Exercise details:
In the entries below, find the line with "volodkevych, line 446: I" and print exactly every line from there up to and including the line with "volodkevych, line 298: As", with no other lines.

Source information:
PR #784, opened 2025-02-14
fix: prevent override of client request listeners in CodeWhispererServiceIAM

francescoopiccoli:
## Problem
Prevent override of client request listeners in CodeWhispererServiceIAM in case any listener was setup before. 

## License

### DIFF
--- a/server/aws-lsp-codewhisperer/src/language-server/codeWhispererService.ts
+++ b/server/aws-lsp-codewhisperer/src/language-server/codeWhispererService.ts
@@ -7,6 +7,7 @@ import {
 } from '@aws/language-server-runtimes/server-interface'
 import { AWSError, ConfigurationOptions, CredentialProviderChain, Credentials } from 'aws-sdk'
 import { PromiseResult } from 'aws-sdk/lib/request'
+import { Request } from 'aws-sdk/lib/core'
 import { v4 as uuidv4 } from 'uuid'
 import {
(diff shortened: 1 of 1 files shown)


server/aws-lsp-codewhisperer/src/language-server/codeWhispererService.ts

==

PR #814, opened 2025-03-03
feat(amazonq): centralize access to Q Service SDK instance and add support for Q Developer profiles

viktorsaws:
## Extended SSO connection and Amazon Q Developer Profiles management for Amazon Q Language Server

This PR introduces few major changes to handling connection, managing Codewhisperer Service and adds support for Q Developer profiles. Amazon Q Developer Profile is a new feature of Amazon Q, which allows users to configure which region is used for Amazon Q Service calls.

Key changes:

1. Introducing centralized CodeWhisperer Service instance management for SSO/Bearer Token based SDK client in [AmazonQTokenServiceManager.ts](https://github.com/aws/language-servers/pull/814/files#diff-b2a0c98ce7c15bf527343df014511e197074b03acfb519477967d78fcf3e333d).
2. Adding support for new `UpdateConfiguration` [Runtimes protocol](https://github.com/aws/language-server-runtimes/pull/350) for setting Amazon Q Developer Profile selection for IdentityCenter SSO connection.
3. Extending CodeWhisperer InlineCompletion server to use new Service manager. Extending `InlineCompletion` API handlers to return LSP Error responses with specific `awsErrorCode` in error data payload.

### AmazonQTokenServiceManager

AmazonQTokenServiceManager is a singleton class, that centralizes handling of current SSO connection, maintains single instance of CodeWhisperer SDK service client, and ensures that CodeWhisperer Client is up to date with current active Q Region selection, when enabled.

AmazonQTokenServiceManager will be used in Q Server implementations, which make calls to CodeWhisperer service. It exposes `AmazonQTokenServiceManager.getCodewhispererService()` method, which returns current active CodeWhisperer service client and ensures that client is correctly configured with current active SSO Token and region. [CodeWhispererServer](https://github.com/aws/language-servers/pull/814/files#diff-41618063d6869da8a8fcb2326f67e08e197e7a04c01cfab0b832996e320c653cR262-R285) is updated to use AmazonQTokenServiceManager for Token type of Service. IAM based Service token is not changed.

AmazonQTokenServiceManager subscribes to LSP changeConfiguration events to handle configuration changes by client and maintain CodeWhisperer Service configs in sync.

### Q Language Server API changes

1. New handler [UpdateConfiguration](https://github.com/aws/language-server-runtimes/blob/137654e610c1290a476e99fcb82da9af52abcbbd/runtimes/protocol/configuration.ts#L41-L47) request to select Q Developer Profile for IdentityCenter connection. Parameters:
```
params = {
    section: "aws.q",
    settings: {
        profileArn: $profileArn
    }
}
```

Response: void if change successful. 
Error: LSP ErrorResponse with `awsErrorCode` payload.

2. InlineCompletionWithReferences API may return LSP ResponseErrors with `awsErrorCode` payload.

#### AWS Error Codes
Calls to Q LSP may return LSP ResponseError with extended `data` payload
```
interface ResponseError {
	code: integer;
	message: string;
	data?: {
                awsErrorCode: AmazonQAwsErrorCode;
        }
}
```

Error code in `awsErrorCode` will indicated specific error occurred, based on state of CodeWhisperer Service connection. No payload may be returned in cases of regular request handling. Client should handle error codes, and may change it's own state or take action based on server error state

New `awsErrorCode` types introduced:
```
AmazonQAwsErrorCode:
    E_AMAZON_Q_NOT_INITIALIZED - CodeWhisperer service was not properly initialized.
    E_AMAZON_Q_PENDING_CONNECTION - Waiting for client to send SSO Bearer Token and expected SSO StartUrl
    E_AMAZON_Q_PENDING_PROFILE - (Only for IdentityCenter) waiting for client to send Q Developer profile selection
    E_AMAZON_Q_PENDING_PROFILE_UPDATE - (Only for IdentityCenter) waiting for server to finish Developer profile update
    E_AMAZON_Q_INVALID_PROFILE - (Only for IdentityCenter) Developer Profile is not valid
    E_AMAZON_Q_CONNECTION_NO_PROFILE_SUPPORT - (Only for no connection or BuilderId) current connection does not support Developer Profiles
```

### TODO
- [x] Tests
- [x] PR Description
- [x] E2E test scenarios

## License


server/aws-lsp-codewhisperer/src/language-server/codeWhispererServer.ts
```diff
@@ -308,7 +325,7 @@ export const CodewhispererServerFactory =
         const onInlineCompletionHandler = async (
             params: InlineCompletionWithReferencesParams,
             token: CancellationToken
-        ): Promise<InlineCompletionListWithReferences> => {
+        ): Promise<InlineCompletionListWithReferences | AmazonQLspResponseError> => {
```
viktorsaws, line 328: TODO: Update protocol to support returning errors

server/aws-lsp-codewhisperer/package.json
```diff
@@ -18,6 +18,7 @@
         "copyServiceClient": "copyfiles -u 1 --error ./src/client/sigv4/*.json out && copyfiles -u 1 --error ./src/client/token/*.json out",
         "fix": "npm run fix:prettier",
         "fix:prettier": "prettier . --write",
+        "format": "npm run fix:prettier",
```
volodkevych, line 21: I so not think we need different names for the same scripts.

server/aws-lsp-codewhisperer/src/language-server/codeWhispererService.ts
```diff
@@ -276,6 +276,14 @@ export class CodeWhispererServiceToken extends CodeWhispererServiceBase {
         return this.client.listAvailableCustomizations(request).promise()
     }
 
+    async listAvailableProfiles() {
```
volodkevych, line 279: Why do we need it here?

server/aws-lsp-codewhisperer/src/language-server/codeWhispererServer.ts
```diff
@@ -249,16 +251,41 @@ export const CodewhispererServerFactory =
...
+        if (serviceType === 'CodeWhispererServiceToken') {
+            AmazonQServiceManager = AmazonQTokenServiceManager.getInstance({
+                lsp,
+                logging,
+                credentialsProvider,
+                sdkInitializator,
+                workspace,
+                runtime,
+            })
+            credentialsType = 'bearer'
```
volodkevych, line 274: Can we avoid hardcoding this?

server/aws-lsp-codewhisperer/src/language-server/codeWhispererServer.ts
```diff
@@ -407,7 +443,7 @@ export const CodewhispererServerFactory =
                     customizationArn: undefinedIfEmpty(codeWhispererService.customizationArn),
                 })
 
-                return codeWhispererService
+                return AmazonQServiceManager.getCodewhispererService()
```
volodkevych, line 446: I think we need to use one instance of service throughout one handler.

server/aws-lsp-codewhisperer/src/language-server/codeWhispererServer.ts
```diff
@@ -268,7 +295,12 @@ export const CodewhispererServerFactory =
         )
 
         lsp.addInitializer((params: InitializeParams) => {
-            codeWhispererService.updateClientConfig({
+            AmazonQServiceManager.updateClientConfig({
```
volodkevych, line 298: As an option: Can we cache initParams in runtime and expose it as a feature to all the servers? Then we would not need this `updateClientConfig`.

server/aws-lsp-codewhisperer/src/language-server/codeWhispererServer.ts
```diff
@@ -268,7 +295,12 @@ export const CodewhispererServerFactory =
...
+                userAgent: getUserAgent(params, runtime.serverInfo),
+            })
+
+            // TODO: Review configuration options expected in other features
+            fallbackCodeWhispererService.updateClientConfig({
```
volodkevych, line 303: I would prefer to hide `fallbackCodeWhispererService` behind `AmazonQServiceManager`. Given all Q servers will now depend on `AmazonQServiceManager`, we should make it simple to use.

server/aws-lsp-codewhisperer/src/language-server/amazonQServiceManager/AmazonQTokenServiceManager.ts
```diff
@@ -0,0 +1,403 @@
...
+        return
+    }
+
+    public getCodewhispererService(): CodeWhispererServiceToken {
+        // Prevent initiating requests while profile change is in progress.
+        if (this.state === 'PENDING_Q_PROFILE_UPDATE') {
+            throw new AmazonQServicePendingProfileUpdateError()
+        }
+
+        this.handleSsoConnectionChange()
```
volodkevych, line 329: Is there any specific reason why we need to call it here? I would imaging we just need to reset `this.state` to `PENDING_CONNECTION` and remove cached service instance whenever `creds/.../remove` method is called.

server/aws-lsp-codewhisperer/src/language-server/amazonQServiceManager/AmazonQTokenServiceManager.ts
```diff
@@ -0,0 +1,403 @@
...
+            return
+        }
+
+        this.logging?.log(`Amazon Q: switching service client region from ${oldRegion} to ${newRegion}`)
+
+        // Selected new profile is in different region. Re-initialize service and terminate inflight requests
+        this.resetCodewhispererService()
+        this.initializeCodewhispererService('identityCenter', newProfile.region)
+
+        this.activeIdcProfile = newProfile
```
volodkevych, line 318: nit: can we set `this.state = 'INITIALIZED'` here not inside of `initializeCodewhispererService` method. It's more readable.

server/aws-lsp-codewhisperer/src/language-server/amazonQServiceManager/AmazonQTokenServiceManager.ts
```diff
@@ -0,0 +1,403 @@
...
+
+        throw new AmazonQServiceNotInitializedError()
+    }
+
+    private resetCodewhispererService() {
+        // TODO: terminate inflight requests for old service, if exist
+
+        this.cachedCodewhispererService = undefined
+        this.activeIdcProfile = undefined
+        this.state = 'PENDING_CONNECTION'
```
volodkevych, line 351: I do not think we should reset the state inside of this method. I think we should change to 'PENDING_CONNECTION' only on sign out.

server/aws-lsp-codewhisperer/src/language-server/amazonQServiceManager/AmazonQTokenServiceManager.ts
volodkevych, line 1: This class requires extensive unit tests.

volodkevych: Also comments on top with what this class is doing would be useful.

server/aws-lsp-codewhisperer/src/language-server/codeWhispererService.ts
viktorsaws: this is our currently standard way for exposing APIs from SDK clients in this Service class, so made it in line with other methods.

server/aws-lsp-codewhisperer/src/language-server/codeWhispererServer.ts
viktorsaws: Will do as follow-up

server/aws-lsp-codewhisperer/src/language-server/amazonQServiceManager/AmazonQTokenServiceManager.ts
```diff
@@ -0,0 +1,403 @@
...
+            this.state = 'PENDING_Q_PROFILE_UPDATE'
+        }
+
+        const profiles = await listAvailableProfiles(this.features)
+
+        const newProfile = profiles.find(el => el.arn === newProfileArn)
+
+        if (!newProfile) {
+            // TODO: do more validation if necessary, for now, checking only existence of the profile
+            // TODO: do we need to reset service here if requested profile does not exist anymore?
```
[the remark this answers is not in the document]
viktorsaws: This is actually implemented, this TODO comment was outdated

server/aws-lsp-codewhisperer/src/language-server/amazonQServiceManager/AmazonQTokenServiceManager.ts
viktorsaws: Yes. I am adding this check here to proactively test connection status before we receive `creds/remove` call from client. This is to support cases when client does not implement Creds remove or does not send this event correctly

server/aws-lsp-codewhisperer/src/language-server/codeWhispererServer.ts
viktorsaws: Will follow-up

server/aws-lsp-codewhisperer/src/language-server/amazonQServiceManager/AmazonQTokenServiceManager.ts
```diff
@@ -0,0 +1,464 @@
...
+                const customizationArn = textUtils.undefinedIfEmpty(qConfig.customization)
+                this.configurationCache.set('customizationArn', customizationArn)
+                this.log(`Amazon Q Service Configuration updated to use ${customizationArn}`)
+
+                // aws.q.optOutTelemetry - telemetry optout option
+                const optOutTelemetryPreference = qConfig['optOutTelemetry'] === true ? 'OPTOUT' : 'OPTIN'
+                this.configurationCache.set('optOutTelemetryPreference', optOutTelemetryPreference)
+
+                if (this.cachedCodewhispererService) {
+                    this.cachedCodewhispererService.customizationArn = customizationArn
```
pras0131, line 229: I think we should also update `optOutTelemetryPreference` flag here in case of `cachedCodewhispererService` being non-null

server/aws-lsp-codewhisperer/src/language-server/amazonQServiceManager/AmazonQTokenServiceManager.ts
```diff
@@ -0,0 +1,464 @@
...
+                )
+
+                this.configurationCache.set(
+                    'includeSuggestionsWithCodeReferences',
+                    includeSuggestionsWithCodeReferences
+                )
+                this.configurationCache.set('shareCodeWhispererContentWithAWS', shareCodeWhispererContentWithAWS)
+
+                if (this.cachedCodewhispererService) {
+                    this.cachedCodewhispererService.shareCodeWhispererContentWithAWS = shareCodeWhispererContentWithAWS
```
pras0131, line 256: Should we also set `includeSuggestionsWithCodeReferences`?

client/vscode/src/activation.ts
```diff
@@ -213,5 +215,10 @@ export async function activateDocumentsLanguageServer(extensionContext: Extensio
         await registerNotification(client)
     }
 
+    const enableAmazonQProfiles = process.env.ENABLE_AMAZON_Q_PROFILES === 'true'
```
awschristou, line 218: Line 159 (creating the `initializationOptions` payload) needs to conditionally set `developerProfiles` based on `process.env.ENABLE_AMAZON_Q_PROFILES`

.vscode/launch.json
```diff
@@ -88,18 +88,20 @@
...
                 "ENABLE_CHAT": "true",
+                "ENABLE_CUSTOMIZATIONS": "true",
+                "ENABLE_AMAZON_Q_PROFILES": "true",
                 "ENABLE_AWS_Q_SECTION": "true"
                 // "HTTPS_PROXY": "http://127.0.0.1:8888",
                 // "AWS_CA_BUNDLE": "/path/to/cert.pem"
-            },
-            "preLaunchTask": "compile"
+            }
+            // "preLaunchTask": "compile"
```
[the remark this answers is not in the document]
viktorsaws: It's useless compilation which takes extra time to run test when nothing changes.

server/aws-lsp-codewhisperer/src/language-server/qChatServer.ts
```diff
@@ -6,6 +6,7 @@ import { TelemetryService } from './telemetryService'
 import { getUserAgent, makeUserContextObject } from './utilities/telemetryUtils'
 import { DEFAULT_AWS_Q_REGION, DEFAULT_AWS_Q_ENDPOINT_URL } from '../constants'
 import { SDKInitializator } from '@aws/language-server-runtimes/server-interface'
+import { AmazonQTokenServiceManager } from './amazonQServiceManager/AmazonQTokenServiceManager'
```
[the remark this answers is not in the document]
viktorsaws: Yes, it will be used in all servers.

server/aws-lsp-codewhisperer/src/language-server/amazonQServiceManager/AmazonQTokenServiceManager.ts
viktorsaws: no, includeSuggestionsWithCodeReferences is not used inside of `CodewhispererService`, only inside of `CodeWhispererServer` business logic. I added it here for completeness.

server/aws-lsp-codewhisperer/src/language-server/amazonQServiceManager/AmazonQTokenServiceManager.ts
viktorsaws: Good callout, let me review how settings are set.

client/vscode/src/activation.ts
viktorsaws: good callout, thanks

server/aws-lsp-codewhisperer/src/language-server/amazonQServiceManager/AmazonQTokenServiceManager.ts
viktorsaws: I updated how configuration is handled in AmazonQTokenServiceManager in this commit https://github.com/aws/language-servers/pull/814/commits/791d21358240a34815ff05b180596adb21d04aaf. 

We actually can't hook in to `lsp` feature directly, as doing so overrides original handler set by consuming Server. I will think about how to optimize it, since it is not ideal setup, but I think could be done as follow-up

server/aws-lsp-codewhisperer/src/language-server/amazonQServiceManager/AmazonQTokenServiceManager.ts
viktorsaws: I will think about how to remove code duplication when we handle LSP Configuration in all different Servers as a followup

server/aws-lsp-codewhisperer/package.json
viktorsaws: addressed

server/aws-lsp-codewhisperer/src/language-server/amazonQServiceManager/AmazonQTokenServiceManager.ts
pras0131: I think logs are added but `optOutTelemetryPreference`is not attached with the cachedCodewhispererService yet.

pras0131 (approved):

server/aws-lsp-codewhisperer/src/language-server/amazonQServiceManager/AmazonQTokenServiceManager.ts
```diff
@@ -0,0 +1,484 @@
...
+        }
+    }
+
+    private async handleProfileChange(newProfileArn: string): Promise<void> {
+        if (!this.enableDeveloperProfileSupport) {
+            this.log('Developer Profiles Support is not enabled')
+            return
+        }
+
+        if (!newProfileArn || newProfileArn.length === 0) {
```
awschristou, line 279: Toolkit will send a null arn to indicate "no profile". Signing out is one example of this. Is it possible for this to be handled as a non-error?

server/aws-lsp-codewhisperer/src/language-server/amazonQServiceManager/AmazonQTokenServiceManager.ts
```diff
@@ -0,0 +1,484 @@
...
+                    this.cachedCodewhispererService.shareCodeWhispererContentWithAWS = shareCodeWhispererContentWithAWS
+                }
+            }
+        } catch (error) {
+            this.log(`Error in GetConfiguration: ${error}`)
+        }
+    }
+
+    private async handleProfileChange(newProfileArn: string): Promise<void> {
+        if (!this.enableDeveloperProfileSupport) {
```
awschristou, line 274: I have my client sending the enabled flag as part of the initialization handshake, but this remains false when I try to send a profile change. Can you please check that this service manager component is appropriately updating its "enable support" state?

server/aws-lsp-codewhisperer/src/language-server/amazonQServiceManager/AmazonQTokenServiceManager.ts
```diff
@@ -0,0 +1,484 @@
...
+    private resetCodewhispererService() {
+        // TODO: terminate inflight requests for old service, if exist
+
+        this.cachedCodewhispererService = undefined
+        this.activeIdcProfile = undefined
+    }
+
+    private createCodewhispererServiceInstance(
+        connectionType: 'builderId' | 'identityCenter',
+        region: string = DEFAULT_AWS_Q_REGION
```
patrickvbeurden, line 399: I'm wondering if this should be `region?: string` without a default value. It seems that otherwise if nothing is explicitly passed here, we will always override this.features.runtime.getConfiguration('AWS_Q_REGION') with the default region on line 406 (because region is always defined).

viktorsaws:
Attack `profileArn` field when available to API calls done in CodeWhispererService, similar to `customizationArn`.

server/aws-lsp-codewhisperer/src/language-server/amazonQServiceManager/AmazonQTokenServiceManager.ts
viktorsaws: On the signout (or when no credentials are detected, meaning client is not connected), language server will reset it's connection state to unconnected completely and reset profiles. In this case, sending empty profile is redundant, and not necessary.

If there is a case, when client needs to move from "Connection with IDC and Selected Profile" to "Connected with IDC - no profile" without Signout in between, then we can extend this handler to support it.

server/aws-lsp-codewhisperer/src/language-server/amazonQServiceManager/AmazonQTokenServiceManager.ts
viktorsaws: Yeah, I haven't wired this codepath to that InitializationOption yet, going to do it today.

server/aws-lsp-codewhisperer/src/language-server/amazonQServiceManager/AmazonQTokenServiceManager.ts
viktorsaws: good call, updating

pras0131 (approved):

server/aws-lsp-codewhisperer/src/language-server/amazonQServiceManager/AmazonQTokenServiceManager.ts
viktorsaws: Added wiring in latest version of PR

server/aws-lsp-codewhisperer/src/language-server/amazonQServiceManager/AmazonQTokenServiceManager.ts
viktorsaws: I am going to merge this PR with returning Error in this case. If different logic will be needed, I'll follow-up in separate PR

Solution to this exercise:
volodkevych, line 446: I think we need to use one instance of service throughout one handler.

server/aws-lsp-codewhisperer/src/language-server/codeWhispererServer.ts
```diff
@@ -268,7 +295,12 @@ export const CodewhispererServerFactory =
         )
 
         lsp.addInitializer((params: InitializeParams) => {
-            codeWhispererService.updateClientConfig({
+            AmazonQServiceManager.updateClientConfig({
```
volodkevych, line 298: As an option: Can we cache initParams in runtime and expose it as a feature to all the servers? Then we would not need this `updateClientConfig`.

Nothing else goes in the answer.